Bisher war ich bei den Temp. so eingepackt, dass ich mich kaum noch bewegen konnte
Das möchte ich jetzt ändern
Ich möchte nur noch folgendes anziehen:

Funktionsunterhemd (ist von Craft - Langarm vorhanden)
Langarmtrikot (?????)
Softshelljacke (ist von Löffler vorhanden)

Bisher stehen folgende zur Auswahl:
PI
Protective

Hat jemand schon Erfahrung mit einem von den beiden?
Oder hat jemand eine Alternative?

Ich bin mir noch nicht schlüssig

Vielen Dank für Eure Tipps/Infos


----------



## Schnuppel (19. Dezember 2009)

Hallö,

ich habe mir von Craft gekauft. Find ich gut und kalt ist mir damit auch nicht - obwhl ich ne Frostbeule bin.


----------



## MTB-News.de




----------



## scylla (19. Dezember 2009)

Ich finde, das Trikot ist das am wenigsten kritische Kleidungsstück von allen. Ich nehme immer, was es gerade günstig im Schlussverkauf gibt, hauptsache die Passform stimmt und die Optik gefällt auch halbwegs. Für kalte Tage sind Trikots mit angerauhter weicher Innenseite sehr schön.
Viel wichtiger finde ich die Unterwäsche und die Jacke. Das eine muss mich trocken halten, und die Jacke sollte Wind und Nässe draußen halten. Aber da hast du ja schon vernünftige Ausrüstung. 
Imho ist das Trikot nur für eine zusätzliche Lage als "Luftpolster" verantwortlich, und deswegen ziemlich schnuppe (natürlich nur, solange es vernünftige feuchtigkeitstransportierende Funktionskleidung ist, aber außer bei Aldikamotten ist das ja überall gegeben ).


----------



## flyingscot (19. Dezember 2009)

Komme gerade von einer 3 stündigen Tour zurück. Bei -15 Grad. Meine Klammoten haben ganz gut funktioniert. Die Teile habe ich kombiniert, weil ich sie habe. Gekauft habe ich sie nicht für diese Temperaturen.
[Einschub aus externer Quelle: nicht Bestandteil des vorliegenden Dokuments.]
PR #852, opened 2026-04-06
Add Astro action for deploying to GitHub Pages

basham:
Changes:
1. This action will allow automatically deploy the Astro sandbox in the `v3-main` branch to GitHub Pages on every push.

Note: We'll need to make a few quick changes to the repo's settings to get this to work after it merges.


levimcg (approved):
Nice, let me know if there's anything I can do to help re: repo settings once this merges, but I think you should have admin access to update most settings.

PR #854, opened 2026-04-07
Fix sandbox environment for GitHub Pages

basham:
Changes:
1. Astro sandbox gets built during `build` script and outputs to `dist-astro` folder (which GitHub Actions then deploys).
2. Links are now relative to the base URL ("/rivet-source").
3. Added the package version number to the sandbox header and page title.

Future work:
1. The sandbox watches and compiles the Rivet source code on its own. Instead, it should use the Rivet output in the `dist` folder.


levimcg (approved):

basham:
The deploy worked!

https://indiana-university.github.io/rivet-source/

basham:
Although, I forgot to add a note in the Readme about it. I'll work on that in another PR.

PR #859, opened 2026-04-27
EEDS-210: Fix billboard reverse

basham:
Notes:
1. See: [EEDS-210](https://iu-uits.atlassian.net/browse/EEDS-210)
2. I added a new sandbox page to show the reverse variant.

[EEDS-210]: https://iu-uits.atlassian.net/browse/EEDS-210?atlOrigin=eyJpIjoiNWRkNTljNzYxNjVmNDY3MDlhMDU5Y2ZhYzA5YTRkZjUiLCJwIjoiZ2l0aHViLWNvbS1KU1cifQ

### DIFF
--- a/src/components/billboard/billboard-reverse.astro
+++ b/src/components/billboard/billboard-reverse.astro
@@ -1,0 +1,7 @@
+---
+import Billboard from "./billboard.astro";
+
+export const title = "Billboard Reverse";
+---
+
+<Billboard reverse />
--- a/src/components/billboard/billboard.astro
+++ b/src/components/billboard/billboard.astro
@@ -1,8 +1,14 @@
 ---
 export const title = "Billboard";
+
+const { reverse = false } = Astro.props;
+const classList = [
+	"rvt-billboard",
+	{ "rvt-billboard--reverse": reverse }
+];
 ---
 
-<div class="rvt-billboard">
+<div class:list={classList}>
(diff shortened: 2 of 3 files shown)


levimcg (commented):
The padding fix on the reversed variant looks good. I did notice this while testing on smaller screens. Is there a need for this max-width of 25rem on the billboard image instead of just leaving it fluid to fill up the space of the parent once it changes from a horizontal/column to a vertical/row orientation?

This could be addressed separately if you want, but unless there is a specific purpose for that max-width, I would expect the image to fill up the space of it's parent element.

Image

basham:
Rationale for `max-width`:
1. The billboard image is meant to always be a square aspect ratio.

- Dicke Skiunterwäsche von Tchibo
- lange Bikehose ohne Einsatz von Loeffler
- Platzangst Elant Freeride-Hose (ist nicht perfekt, da zu luftdurchlässig)
- dicke, recht eng anliegende Windstopper-Jacke von Jack Wolfskin
- Schal
- Platzangst Regenjacke
- Buff+Winter Buff
- Snowboard Handschuhe Level Half Pipe
- Dicke Skistrümpfe
- Shimano MT90 Schuhe

Beim nächsten mal werde ich noch ein zusätzliches Paar Strümpfe und noch eine weitere Hosenschicht anziehen.


----------



## The_Distance (19. Dezember 2009)

Ich trage unter meiner Gore-Winter-Jacke (genaue Bezeichnung kenne ich nicht, ist schon einige Jahre alt) bei im Moment -5°C nur noch das Craft Zero Extreme.

Da die Jacke angenehm gefüttert und vor allem Winddicht ist reicht das im Moment noch. Solange ich damit an Anstiegen noch ins Schwitzen komme ist es warm genug. Bei <-5°C ziehe ich einfach noch ein Langarmtrikot (ggf. ein gefüttertes) dazwischen.

Vor allem eine Winddichte äußere Bekleidungsschicht halte ich auf dem Rad bei den Temperaturen für Gold wert da sich darunter ein wunderbares Wärmepolster aufbauen kann (meine Winterhose ist in der Front auch Winddicht).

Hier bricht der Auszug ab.